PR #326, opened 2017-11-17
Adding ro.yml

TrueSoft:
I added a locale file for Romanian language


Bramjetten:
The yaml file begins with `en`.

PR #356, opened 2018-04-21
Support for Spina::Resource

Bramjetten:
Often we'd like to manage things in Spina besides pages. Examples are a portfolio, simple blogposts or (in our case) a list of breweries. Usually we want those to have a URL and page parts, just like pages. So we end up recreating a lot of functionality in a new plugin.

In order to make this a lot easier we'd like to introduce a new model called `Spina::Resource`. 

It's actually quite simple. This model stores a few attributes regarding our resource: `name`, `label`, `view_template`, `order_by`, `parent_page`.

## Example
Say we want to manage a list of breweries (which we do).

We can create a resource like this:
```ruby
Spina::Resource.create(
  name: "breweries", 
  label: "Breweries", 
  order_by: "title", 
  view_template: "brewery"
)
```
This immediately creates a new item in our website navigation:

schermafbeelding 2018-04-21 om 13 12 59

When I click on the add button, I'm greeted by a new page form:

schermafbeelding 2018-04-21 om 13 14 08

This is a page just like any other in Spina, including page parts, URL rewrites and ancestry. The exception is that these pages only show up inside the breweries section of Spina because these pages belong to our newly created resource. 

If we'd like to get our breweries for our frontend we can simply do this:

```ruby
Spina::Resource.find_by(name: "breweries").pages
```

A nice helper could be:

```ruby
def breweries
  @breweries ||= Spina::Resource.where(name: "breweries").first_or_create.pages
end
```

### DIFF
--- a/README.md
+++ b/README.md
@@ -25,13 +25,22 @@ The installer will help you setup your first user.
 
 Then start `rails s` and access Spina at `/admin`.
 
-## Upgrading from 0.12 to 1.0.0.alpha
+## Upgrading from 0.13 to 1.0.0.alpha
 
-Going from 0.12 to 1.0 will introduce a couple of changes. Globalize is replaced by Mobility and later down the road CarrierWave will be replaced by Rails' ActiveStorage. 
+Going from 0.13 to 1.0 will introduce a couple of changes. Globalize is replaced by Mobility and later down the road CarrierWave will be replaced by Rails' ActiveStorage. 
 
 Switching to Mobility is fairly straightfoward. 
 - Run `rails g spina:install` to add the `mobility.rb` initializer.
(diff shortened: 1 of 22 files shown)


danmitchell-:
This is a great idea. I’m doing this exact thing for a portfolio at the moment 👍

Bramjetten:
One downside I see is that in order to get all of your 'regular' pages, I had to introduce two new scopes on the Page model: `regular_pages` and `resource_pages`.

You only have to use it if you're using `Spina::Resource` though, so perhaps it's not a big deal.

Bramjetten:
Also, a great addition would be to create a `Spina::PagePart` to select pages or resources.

...

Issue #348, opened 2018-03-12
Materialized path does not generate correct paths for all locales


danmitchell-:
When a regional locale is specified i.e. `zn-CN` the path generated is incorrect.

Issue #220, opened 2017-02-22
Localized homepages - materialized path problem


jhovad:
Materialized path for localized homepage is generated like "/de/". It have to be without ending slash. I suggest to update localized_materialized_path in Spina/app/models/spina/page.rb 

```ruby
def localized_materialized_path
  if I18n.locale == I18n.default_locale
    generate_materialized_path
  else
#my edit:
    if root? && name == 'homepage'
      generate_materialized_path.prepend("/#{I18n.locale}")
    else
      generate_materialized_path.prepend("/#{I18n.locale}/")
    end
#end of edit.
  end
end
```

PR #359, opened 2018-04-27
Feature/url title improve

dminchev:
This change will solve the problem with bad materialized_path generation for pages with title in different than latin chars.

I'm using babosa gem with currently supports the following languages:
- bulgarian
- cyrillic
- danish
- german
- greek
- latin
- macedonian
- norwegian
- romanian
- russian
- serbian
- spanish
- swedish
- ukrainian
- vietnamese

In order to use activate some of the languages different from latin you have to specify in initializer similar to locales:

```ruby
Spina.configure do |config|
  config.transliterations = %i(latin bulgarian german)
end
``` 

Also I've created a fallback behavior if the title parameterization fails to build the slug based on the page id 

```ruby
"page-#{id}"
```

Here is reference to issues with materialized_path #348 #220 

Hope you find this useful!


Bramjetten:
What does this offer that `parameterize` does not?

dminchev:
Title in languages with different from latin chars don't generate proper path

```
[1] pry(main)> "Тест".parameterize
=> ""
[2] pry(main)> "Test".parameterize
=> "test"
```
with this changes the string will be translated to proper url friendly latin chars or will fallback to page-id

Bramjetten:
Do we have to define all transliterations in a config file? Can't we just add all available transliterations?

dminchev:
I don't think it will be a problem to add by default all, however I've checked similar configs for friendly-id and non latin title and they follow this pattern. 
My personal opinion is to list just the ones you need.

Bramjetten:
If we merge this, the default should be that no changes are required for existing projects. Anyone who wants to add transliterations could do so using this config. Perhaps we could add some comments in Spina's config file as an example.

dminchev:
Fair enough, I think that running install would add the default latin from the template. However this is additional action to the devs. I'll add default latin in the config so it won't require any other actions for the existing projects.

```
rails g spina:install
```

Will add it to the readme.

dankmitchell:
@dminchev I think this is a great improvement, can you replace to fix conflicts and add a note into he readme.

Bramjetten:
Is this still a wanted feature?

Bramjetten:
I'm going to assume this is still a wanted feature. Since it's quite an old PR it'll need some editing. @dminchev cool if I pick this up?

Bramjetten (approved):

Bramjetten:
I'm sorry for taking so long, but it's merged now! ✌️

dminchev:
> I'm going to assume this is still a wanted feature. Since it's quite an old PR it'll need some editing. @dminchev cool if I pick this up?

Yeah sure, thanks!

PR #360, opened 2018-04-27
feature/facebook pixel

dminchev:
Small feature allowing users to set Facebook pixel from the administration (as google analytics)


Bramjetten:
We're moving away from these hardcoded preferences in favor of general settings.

---

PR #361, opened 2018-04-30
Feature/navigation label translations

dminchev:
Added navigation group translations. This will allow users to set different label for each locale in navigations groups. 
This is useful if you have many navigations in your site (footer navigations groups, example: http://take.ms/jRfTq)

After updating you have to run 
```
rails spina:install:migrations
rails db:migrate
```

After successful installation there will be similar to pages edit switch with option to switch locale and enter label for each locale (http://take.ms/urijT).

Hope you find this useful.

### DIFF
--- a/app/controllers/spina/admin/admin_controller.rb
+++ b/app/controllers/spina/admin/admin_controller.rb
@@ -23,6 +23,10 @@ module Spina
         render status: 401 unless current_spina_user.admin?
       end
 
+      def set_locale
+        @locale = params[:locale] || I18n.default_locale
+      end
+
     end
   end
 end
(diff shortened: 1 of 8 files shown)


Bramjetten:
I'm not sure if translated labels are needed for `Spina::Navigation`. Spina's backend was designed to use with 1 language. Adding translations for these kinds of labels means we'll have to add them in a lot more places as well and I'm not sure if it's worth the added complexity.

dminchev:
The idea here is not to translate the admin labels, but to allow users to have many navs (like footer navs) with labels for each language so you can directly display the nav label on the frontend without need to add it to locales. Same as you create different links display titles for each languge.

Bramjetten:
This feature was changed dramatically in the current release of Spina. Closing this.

**PROBLEM**
Which lines above run from the one containing "schermafbeelding 2018-04-21 om 13 14 08" down to the one containing "-Going from 0.12"? Repeat exactly those, both ends included, and nothing else.

**ANSWER TO THE PROBLEM**
schermafbeelding 2018-04-21 om 13 14 08

This is a page just like any other in Spina, including page parts, URL rewrites and ancestry. The exception is that these pages only show up inside the breweries section of Spina because these pages belong to our newly created resource. 

If we'd like to get our breweries for our frontend we can simply do this:

```ruby
Spina::Resource.find_by(name: "breweries").pages
```

A nice helper could be:

```ruby
def breweries
  @breweries ||= Spina::Resource.where(name: "breweries").first_or_create.pages
end
```

### DIFF
--- a/README.md
+++ b/README.md
@@ -25,13 +25,22 @@ The installer will help you setup your first user.
 
 Then start `rails s` and access Spina at `/admin`.
 
-## Upgrading from 0.12 to 1.0.0.alpha
+## Upgrading from 0.13 to 1.0.0.alpha
 
-Going from 0.12 to 1.0 will introduce a couple of changes. Globalize is replaced by Mobility and later down the road CarrierWave will be replaced by Rails' ActiveStorage. 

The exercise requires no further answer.